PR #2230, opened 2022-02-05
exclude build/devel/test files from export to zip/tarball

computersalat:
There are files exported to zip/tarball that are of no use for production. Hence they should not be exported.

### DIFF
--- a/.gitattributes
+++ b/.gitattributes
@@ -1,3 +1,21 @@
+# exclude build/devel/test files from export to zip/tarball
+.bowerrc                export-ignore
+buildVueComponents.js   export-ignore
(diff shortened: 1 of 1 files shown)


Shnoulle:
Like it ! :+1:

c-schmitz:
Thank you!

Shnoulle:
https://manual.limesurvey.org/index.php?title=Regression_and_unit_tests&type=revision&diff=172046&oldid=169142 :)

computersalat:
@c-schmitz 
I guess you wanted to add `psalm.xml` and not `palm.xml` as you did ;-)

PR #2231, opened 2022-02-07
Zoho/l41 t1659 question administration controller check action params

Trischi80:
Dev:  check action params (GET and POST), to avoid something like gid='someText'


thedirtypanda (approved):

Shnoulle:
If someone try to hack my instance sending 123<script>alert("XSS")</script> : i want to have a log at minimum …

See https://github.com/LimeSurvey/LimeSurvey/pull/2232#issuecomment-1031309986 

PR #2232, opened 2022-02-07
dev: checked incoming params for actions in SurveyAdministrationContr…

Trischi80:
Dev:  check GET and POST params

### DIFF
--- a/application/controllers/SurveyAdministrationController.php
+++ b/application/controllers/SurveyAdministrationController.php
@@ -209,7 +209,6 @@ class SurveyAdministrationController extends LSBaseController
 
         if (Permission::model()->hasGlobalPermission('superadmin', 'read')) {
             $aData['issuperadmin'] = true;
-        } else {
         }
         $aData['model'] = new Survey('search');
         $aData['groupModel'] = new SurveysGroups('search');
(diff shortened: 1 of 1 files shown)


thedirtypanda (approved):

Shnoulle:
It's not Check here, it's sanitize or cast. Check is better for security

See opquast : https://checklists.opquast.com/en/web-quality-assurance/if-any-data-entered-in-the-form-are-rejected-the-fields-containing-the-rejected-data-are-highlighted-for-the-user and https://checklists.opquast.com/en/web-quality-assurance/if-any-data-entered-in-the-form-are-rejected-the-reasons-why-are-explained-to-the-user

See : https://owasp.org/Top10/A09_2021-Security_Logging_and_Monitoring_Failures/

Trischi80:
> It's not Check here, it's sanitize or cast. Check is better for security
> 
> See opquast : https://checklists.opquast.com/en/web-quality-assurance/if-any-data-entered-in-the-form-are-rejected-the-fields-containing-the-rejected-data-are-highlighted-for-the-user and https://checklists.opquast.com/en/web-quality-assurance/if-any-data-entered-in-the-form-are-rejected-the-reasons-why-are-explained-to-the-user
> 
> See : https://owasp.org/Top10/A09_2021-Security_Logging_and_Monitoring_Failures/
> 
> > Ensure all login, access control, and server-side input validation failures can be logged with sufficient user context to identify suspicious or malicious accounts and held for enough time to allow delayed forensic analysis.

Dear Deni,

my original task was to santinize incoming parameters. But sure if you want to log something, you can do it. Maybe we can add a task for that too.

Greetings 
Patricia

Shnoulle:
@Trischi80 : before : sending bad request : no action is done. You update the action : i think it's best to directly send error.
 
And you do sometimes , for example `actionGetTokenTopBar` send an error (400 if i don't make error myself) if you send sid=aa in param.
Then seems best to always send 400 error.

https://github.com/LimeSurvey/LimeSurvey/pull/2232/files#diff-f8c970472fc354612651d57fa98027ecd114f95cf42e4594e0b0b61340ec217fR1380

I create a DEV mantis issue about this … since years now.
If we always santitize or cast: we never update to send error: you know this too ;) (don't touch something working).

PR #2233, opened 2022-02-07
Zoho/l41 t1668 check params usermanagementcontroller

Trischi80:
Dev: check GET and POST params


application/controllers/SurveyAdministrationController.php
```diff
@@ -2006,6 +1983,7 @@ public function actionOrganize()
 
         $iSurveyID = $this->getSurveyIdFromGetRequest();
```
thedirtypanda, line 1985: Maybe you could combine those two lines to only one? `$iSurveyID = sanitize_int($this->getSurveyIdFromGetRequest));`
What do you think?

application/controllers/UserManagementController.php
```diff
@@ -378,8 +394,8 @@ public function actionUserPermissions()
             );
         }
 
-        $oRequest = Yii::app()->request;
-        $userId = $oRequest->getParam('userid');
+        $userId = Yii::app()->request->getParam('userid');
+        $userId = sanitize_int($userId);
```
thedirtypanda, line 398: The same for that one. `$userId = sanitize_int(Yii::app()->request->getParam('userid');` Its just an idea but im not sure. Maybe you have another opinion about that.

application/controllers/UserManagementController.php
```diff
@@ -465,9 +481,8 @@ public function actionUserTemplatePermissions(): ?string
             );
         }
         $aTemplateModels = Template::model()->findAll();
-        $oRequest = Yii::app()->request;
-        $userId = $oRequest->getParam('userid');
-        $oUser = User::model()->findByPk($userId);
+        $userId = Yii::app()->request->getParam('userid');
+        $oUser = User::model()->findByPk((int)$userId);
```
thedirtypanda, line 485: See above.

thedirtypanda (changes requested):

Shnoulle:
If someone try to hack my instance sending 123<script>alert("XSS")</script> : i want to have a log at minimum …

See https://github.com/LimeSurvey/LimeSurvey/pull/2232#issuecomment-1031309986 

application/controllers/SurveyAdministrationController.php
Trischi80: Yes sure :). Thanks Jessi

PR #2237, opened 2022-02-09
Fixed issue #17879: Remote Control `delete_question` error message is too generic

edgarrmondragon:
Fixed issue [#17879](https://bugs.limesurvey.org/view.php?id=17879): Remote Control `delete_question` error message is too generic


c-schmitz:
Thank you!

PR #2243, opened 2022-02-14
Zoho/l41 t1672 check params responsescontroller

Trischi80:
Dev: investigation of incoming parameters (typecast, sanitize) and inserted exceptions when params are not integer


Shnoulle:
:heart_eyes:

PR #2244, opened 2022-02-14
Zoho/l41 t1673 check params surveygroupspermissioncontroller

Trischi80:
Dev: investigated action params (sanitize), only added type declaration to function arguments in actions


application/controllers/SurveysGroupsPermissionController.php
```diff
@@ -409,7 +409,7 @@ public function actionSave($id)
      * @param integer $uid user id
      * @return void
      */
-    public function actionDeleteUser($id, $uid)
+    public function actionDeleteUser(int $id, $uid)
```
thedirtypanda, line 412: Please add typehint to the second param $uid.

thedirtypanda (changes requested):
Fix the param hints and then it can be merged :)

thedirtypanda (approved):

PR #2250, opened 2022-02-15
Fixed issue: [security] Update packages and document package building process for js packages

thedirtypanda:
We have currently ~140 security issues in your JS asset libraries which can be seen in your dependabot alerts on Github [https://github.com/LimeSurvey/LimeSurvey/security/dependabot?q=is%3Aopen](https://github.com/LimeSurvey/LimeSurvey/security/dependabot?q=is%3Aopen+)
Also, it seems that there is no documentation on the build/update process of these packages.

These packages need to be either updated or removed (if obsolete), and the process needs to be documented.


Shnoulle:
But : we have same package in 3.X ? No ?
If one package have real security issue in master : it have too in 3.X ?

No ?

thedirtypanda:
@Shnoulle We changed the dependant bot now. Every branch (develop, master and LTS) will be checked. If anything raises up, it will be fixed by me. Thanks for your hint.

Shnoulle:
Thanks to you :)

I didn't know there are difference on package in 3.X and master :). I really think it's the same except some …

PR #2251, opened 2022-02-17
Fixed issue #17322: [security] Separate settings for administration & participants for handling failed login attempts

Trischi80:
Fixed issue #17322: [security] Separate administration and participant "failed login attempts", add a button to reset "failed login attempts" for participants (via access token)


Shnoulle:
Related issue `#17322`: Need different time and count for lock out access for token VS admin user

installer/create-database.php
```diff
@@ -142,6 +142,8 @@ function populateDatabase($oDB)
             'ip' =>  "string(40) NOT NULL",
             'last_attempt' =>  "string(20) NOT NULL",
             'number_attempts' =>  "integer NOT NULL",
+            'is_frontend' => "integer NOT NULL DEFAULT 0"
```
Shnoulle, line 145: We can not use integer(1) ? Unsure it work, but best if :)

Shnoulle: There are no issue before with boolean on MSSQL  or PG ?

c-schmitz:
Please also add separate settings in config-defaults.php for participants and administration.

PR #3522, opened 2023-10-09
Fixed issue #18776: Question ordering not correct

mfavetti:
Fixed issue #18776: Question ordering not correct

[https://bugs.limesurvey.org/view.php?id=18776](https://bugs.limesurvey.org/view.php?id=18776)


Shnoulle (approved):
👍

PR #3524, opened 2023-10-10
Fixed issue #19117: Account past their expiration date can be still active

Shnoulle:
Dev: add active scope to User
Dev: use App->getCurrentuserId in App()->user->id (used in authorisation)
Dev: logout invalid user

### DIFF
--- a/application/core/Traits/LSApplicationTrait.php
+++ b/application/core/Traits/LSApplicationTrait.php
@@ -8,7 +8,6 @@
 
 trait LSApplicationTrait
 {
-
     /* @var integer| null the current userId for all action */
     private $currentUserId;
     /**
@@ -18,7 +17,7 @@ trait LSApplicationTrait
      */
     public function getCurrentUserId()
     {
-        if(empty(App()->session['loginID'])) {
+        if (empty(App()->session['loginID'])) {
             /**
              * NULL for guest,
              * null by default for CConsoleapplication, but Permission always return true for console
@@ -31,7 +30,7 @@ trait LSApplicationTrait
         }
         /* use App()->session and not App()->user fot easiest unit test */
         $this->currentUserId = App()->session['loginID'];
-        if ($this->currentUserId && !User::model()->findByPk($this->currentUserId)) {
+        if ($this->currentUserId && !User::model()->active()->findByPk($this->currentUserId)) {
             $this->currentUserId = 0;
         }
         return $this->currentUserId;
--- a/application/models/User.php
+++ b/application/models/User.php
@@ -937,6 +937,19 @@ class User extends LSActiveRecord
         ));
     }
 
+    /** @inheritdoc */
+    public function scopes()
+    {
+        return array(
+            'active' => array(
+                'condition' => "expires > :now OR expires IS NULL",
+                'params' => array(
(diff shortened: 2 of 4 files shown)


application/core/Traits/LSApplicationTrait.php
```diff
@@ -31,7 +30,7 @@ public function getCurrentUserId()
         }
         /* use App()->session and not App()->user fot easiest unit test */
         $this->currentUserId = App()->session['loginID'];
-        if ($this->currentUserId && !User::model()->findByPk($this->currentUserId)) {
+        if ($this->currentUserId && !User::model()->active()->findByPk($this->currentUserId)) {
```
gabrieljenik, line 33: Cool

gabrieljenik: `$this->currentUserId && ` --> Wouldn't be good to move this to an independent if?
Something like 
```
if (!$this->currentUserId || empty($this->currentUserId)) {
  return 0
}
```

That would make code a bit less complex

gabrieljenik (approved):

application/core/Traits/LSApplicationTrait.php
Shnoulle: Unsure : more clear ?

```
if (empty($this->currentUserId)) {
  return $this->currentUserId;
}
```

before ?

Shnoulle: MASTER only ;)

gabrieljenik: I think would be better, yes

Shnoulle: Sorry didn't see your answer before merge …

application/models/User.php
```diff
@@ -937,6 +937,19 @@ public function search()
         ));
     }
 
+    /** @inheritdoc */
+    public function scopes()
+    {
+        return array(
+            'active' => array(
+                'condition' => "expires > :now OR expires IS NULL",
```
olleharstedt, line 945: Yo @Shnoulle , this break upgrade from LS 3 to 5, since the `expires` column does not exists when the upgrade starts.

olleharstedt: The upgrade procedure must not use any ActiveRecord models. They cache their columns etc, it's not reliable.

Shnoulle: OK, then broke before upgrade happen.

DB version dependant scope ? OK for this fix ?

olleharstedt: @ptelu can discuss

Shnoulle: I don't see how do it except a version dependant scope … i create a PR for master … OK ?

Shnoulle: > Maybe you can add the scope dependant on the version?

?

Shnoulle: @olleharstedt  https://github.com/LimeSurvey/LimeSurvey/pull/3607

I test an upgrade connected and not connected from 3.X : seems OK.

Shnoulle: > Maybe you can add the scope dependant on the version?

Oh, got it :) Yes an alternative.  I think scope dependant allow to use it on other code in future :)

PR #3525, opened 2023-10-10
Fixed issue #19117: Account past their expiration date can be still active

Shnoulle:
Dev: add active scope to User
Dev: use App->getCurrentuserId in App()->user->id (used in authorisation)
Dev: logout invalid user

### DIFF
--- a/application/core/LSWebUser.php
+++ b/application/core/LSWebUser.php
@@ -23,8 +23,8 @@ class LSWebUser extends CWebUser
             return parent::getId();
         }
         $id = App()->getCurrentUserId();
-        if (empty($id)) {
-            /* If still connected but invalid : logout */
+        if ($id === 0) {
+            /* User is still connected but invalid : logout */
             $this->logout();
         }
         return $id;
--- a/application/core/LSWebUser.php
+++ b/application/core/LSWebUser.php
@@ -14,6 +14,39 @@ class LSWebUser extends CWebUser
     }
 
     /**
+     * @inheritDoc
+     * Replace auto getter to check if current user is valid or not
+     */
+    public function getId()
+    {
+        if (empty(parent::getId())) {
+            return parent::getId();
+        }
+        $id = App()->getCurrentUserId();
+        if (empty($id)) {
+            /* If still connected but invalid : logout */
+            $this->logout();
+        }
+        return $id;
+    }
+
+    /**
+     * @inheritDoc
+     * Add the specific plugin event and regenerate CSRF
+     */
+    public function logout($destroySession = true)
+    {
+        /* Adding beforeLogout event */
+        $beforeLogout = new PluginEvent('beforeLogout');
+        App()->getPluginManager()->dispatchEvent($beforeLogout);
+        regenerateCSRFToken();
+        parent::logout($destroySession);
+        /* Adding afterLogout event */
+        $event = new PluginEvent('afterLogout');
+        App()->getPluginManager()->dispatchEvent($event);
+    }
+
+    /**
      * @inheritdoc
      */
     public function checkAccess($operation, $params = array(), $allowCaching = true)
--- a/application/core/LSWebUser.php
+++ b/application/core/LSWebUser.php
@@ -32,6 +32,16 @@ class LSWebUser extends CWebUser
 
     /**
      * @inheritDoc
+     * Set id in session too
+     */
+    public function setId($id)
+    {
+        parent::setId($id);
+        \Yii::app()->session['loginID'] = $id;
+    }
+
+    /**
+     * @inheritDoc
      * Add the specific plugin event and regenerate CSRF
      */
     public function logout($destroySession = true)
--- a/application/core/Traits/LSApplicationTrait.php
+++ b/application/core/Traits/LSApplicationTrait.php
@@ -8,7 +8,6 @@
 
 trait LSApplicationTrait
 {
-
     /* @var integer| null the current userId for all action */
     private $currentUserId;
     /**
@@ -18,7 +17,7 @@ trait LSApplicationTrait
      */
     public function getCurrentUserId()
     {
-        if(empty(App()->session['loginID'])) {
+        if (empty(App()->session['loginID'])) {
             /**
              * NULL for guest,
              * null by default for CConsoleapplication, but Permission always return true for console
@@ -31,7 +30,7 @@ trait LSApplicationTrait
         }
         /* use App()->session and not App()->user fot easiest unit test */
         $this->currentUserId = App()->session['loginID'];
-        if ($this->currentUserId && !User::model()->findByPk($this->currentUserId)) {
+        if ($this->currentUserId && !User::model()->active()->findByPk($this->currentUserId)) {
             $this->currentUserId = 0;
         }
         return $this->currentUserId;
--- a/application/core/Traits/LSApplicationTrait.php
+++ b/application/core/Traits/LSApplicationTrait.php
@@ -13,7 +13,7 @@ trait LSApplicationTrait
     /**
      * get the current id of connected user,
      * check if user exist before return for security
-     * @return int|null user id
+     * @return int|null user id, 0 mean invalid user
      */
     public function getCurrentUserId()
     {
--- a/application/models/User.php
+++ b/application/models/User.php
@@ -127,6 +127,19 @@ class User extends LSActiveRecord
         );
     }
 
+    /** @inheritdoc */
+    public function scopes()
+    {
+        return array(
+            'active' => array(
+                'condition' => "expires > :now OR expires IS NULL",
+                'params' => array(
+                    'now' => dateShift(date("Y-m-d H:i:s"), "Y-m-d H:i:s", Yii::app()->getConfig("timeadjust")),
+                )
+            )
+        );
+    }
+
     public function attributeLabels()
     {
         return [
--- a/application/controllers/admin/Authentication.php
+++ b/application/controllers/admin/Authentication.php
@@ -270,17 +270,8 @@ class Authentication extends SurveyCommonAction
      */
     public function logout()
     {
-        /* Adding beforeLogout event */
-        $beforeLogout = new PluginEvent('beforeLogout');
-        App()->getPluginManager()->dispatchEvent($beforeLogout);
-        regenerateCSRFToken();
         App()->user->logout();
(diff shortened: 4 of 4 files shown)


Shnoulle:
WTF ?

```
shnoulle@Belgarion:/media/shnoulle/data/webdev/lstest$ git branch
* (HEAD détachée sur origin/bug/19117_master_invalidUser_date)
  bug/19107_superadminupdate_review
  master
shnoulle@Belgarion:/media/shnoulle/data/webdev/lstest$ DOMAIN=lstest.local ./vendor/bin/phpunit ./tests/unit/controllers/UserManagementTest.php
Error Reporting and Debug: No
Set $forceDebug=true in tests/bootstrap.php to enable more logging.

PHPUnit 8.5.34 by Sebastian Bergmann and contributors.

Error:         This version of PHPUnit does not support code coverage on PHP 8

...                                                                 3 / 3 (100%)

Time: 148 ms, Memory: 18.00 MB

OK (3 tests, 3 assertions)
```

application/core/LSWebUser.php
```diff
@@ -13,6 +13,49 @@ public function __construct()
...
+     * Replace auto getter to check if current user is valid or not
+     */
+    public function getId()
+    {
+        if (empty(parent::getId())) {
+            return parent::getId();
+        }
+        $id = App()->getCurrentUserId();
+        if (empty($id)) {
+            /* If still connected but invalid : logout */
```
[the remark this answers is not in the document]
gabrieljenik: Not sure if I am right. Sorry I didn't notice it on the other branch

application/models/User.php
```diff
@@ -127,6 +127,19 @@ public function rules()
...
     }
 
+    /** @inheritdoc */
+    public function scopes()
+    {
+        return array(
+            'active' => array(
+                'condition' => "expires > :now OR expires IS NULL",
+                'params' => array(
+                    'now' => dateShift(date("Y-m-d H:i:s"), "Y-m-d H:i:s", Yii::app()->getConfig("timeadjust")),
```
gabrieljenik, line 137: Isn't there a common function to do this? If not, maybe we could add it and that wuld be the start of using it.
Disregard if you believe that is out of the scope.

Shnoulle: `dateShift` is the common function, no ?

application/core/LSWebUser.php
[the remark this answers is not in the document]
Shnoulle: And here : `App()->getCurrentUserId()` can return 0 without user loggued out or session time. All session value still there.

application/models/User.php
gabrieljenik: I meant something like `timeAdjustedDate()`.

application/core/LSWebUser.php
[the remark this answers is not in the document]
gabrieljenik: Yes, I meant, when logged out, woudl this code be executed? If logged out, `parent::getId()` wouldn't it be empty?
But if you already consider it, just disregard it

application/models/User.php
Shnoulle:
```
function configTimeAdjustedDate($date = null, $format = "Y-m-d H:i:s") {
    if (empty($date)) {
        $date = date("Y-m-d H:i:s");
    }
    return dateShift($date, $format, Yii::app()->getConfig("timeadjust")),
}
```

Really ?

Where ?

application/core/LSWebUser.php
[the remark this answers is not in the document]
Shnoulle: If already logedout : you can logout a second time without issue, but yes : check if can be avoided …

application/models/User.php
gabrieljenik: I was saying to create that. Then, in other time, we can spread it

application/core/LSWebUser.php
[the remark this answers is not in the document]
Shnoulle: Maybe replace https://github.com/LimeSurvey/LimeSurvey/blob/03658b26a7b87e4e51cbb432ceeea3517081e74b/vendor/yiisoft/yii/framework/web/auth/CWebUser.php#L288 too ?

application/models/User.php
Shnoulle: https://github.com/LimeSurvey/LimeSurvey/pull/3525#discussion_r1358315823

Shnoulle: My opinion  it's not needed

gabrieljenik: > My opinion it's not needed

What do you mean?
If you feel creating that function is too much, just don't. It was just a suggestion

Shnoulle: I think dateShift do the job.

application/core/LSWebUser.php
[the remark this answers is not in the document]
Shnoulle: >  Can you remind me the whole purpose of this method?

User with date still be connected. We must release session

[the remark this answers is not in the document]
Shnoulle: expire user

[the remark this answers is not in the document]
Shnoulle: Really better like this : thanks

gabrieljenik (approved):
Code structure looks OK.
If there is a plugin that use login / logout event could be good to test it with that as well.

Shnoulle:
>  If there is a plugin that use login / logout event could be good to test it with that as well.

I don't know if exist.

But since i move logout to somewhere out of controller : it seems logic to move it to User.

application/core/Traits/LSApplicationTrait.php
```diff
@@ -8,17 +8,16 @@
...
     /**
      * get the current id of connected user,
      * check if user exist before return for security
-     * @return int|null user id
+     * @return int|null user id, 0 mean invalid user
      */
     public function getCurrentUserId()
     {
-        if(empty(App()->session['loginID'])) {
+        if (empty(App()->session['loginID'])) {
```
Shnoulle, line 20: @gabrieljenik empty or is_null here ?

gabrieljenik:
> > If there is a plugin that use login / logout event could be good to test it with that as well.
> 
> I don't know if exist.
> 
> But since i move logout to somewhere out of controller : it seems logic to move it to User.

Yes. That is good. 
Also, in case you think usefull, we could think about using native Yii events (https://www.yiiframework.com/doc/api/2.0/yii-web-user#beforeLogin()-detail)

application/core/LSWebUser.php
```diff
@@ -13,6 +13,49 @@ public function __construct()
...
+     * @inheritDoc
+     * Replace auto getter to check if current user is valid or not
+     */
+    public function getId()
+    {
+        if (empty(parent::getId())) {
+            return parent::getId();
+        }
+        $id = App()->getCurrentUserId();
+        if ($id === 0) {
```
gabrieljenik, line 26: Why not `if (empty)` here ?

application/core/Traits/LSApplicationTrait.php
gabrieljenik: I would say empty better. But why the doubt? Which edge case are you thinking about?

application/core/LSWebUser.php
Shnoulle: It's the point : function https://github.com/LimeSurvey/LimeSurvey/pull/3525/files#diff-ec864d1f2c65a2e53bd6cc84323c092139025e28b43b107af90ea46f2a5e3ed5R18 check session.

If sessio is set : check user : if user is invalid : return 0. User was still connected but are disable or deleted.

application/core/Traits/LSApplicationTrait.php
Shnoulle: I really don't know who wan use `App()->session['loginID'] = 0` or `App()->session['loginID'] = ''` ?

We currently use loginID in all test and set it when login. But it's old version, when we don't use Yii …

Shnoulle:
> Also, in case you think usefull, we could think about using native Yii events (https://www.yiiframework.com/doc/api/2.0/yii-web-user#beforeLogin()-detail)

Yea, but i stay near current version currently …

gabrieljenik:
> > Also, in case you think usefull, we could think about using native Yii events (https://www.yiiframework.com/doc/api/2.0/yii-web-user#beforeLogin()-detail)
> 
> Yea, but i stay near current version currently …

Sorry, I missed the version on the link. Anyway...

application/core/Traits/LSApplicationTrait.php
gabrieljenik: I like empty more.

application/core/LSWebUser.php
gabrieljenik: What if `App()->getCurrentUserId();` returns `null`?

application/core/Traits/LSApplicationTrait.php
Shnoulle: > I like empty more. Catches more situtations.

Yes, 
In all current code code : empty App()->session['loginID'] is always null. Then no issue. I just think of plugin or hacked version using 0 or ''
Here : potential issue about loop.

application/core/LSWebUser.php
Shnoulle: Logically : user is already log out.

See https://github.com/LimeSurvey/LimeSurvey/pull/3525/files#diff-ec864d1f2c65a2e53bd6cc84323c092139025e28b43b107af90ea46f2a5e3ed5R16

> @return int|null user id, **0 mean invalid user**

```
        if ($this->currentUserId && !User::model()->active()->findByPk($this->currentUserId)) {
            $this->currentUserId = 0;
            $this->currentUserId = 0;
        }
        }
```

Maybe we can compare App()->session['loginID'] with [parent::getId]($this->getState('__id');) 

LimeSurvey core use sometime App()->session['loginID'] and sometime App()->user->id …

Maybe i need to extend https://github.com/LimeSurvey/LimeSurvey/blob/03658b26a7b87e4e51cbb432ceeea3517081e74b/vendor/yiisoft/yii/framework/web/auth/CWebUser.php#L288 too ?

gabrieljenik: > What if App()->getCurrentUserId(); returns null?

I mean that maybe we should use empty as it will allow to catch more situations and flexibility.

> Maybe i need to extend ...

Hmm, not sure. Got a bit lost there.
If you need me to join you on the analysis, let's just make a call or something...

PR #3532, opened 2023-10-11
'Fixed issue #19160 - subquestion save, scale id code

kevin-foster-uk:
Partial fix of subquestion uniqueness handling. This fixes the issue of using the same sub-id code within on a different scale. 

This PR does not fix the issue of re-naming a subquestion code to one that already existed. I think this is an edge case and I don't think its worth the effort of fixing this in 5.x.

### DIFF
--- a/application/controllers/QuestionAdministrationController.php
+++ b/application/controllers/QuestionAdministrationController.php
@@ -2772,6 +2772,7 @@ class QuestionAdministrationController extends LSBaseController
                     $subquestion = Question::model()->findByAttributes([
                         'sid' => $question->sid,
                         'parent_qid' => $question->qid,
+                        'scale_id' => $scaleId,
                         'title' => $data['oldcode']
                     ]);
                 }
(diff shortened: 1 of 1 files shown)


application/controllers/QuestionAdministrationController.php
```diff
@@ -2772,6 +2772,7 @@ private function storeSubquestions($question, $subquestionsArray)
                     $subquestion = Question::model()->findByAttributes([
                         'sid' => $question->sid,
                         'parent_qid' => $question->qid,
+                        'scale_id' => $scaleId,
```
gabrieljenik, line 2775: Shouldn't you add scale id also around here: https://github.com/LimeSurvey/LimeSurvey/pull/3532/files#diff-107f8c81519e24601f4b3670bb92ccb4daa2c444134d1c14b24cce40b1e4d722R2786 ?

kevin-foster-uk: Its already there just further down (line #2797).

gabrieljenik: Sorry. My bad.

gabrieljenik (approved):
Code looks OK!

#### Exercise requirements
Could you return the lines in the entries above that contain "foster"?

#### Response
kevin-foster-uk:
kevin-foster-uk: Its already there just further down (line #2797).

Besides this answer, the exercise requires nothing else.